[INPUT MATERIAL Boundary: Start]

PR #1662, opened 2024-02-27
feat(Authoring): Implement add step button menu next to all steps

### LINKED ISSUE #1661: feat(Authoring): Implement add step button menu next to all steps
Add an add step button next to all the steps in the project view. When the button is clicked, it should open a menu that lets the author "Add Step Before" or "Add Step After". When either of those are chosen, a new step should be added named "New Step" and should have no components.

geoffreykwan:
## Changes
- Added an add button next to all the steps in the project view
- Clicking on the add button will open a menu that has the options "Add Step Before" and "Add Step After"
- Clicking on either of the options will create a new step named "New Step"
- The new step will have no components

## Test
- Use the new add step button menus to add a step
  - before the first step in a lesson
  - before a step that is not the first step in a lesson
  - after a step

Closes #1661

### DIFF
--- a/src/assets/wise5/authoringTool/project-authoring-lesson/project-authoring-lesson.component.html
+++ b/src/assets/wise5/authoringTool/project-authoring-lesson/project-authoring-lesson.component.html
@@ -96,8 +96,18 @@
         </button>
       </mat-menu>
     </div>
-    <div *ngIf="lesson.ids.length === 0" class="no-steps-message" fxLayoutAlign="start center" i18n>
-      This lesson has no steps
+    <div *ngIf="lesson.ids.length === 0" class="no-steps-message" fxLayoutAlign="start center">
+      <div i18n>This lesson has no steps</div>
+      <button
+        mat-icon-button
+        color="primary"
+        (click)="addStepInside(lesson.id)"
+        matTooltip="Add step"
+        matTooltipPosition="above"
+        i18n-matTooltip
+      >
+        <mat-icon>add_circle</mat-icon>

[INPUT MATERIAL Boundary: End]

# WORK ITEM
Please show each line in the records above that contains "fxLayoutAlign".

# RESULT
-    <div *ngIf="lesson.ids.length === 0" class="no-steps-message" fxLayoutAlign="start center" i18n>
+    <div *ngIf="lesson.ids.length === 0" class="no-steps-message" fxLayoutAlign="start center">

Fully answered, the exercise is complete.